THE TALL ORDER: $80/BBL
With Saudi Arabia reluctant to cut production, crude oil prices over the next decade depend greatly on producers' costs, says a veteran observer of oil markets and the Middle East.
An oil-price rise to $80-90/bbl in the next couple of years requires a production cut unlikely to be made by Saudi Arabia, says Fereidun Fesharaki, chairman of Facts Global Energy (FGE), London. Without a Saudi cut, Fesharaki writes in a March report, "prices can lag at $40-60/bbl for some time to come."
Lower growth in oil production in the US, he adds, will not support prices on its own.
According to Fesharaki, Saudi Arabia "had no choice" when under pressure last year to cut production in defense of the crude price while supply was zooming in the US.
Before agreeing to cut output, he believes, the Saudis need to see growth in US oil production fall to no more than 200,000 b/d in 2016 and Iraq accept "real quotas."
Both conditions are steep. US production growth last year was 1.5 million b/d and this year will be about 1 million b/d. And Iraq, which will be producing nearly 4 million b/d by yearend, remains "absolutely reluctant" to accept a quota.
"They [Iraqi officials] are unlikely to negotiate a quota before their production reaches 6-7 million b/d," Fesharaki says.
The market needs to shed 3-3.5 million b/d of current and future oil production to allow the crude price to exceed $80/bbl in the next year or two, he says.
This could occur if Saudi Arabia lowered production to 8 million b/d, if US production growth fell by 500,000-800,000 b/d, and if Iraq accepted a quota not exceeding 3.5-4 million b/d. Other OPEC members also would have to cut production, and Russia is likely to lose 300,000-500,000 b/d of production because of low oil prices and sanctions.
"This is a tall order," Fesharaki says, noting that Iraq has little incentive to limit supply.
He expects US production growth to fall to 0-200,000 b/d by 2016, about FGE's expectation for US demand growth this year.
This combination "can impact the market positively to the $50-60/bbl range, but it is not enough to raise prices to beyond $80/bbl," Fesharaki says.
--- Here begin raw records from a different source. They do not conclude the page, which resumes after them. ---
PR #122, opened 2024-03-19
The extra_files branch with main and utk_es_max_hit branches merged in PLUS support for submission after server validation client timeout.

dmichaels-harvard:
* This is a temporary branch (extra_files_plus_main_20240314)
  which is Will's extra_files branch with main merged in (2024-03-14), and
  also Utku's utk_es_max_hit branch (PR-114) with documentation changes merge in.

* Added missing import of calculated_property from snovault to types/submitted_file.py.

* Documentation changes.

* Changes to support "resuming" smaht-sumbitr submission after a server
  validation "submission" timed out while waiting (via submit-metadata-bundle).
  **NOTE**: The only substantive changes for this are in **submission_folio.py**

  In this (server validation timeout) case the user can then run check-submission with
  the UUID for the validation submission, and if/when it is complete and successful,
  the user will be allowed to continue on to do the actual submission. Slightly tricky
  because the metadata file was uploaded (to S3) as a part of the validation submission,
  and/but when check-submission is run we don't want the user to have to specify this
  file again, partly because it is an odd user experience, but mostly because when we
  do the actual submission we want to make sure we use the EXACT file that was validated;
  and so to do this we grab the file from where it was uploaded as part of the validation
  submission (i.e. under an S3 key with the validation UUID) and copy it over to where
  it would normally be (i.e. under an S3 key with the submission UUID); and from there
  things continue as normal. Note also that both of the IngestionSubmission objects have
  a pointer to the other; i.e. the validation submission object has "submission_uuid"
  and the actual submission object has a "validation_uuid" (in the "parameters");
  this hookup is done by the smaht-submitr code.

  The "resuming" scare-quotes are because this is not really resuming a submission but
  rather resuming the process the submit-metadata-bundle was doing, i.e. where it does
  a server validation then then, if successful and okay with the user, it continues on
  to do the actual submission. The the "submission" scare-quotes for the server validation
  is because this is a submission in the sense that an IngestionSubmission object is
  created, but not an actual submission because it is a validate_only submission.

* Added display_title calculated property to IngestionSubmission to display either
  Validation or Submission depending on validate_only (followed by colon and uuid).


src/encoded/types/ingestion_submission.py
```diff
@@ -17,3 +20,23 @@ class IngestionSubmission(Item, SnovaultIngestionSubmission):
...
+    @calculated_property(schema=display_title_schema)
+    def display_title(
+        self,
+        request: Request,
+        parameters: Optional[dict] = None
+    ) -> str:
+        if isinstance(parameters, dict) and _to_bool(parameters.get("validate_only")) is True:
+            # TODO: Look into why validate_only is sometimes a bool and sometimes a string.
+            return f"Validation:{self.uuid}"
+        return f"Submission:{self.uuid}"
```
willronchetti, line 33: I would consider using something different from the UUID, you could use something like `Validation run for {filename} on {date}`?

src/encoded/types/ingestion_submission.py
```diff
@@ -17,3 +20,23 @@ class IngestionSubmission(Item, SnovaultIngestionSubmission):
...
     embedded_list = []
+
+    @calculated_property(schema=display_title_schema)
+    def display_title(
+        self,
+        request: Request,
+        parameters: Optional[dict] = None
+    ) -> str:
+        if isinstance(parameters, dict) and _to_bool(parameters.get("validate_only")) is True:
+            # TODO: Look into why validate_only is sometimes a bool and sometimes a string.
```
willronchetti, line 31: This is odd definitely, it should throw validation error no?

src/encoded/ingestion/submission_folio.py
```diff
@@ -95,3 +119,14 @@ def record_results(self, results: dict, validation_summary: list) -> None:
         # be very large, as it is an itemization of each/every object written to the database.
         #
         self.submission.process_standard_bundle_results(results, s3_only=True)
+
+    @staticmethod
+    def _construct_data_file_name_suitable_for_s3(filename: str) -> str:
```
willronchetti, line 124: Strongly recommend unit testing such a function, if not already tested in snovault

willronchetti (approved):
Some small comments on this, nothing major though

Iran, meanwhile, might increase production by 500,000 b/d in 3-6 months if freed of international sanctions and by 700,000 b/d a year beyond that. Iran will be reluctant to accept a lower production and remains committed to total liquids production of 4 million b/d.
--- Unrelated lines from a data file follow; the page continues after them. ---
PR #123, opened 2024-03-21
feat: File Overview Page

crfmc:
File Overview Page giving additional details for File Items

- Upgrades SPC version to 0.1.80

### DIFF
--- a/package-lock.json
+++ b/package-lock.json
@@ -13,7 +13,7 @@
         "@gmod/tabix": "^1.5.3",
         "@gmod/vcf": "^5.0.6",
         "@hms-dbmi-bgm/react-workflow-viz": "0.1.5",
-        "@hms-dbmi-bgm/shared-portal-components": "github:4dn-dcic/shared-portal-components#0.1.79",
+        "@hms-dbmi-bgm/shared-portal-components": "github:4dn-dcic/shared-portal-components#0.1.80",
         "auth0-lock": "^11.33.0",
         "d3": "^7.8.5",
         "date-fns": "^2.28.0",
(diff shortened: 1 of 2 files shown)


src/encoded/static/components/item-pages/FileView.js
```diff
@@ -0,0 +1,173 @@
...
+                </ul>
+            </nav>
+            <h1 className="file-view-title-text">{context.display_title}</h1>
+        </div>
+    );
+};
+
+// Header component containing high-level information for the file item
+const FileViewHeader = (props) => {
+    const { context, session } = props;
```
Bianca-Morris, line 88: Might be good to do `context = {}` just so it has a default value and the line with selectedFile doesn't error out when indexing into context if it's not present. I don't think this should happen... but good to be safe.

src/encoded/static/components/item-pages/FileView.js
```diff
@@ -0,0 +1,173 @@
...
+                                </a>
+                                {i < arr.length - 1 ? (
+                                    <i className="icon icon-fw icon-angle-right fas"></i>
+                                ) : null}
+                            </li>
+                        );
+                    })}
+                </ul>
+            </nav>
+            <h1 className="file-view-title-text">{context.display_title}</h1>
```
Bianca-Morris, line 81: Might want to add optional chaining to this title, as you did the others.

Bianca-Morris (approved):
Tried to go through this one with a fine-toothed comb since it'll be deployed before the annual meeting. I made a bunch of notes, most of them quite small things, and mostly in the aim of trying to anticipate any potential crashes due to data loading, etc. This probably works fine in 99% of cases as-is, just being extra careful. It would be good if you could make these changes before merge, though.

Fesharaki outlines one scenario in which crude prices fluctuate within a range of $50-80/bbl for the next 10 years. This assumes producers, especially in the US, don't cut costs dramatically.
If costs do plummet, the price range for the next 10 years will drop to $40-60/bbl as US production continues to grow faster than 500,000 b/d/year in 2016 and 2017.
If US production doesn't fall, Fesharaki adds, Saudi Arabia might have to raise production to perhaps 10.5 million b/d to depress the crude price to $30-40/bbl, despite protests from other members of OPEC.
"But we feel confident that oil prices in the range of $40-45/bbl will cut 80% of the US production growth," Fesharaki says.
He doesn't expect a demand rebound to rescue the market. Demand growth of slightly more than 1 million b/d is possible this year. Next year, growth of 1.5-2 million b/d is "unlikely, but not impossible."
The analyst also doesn't expect geopolitical upsets to cut production enough to balance the oil market, calling a major supply disruption from any of the vulnerable producers "highly unlikely."
For the rest of this year, he expects prices of West Texas Intermediate and Brent crude to fall to $40/bbl in the second quarter, with WTI $2-3/bbl below the European marker, because of seasonal demand weakness, increasing storage costs, and postponement of refinery maintenance.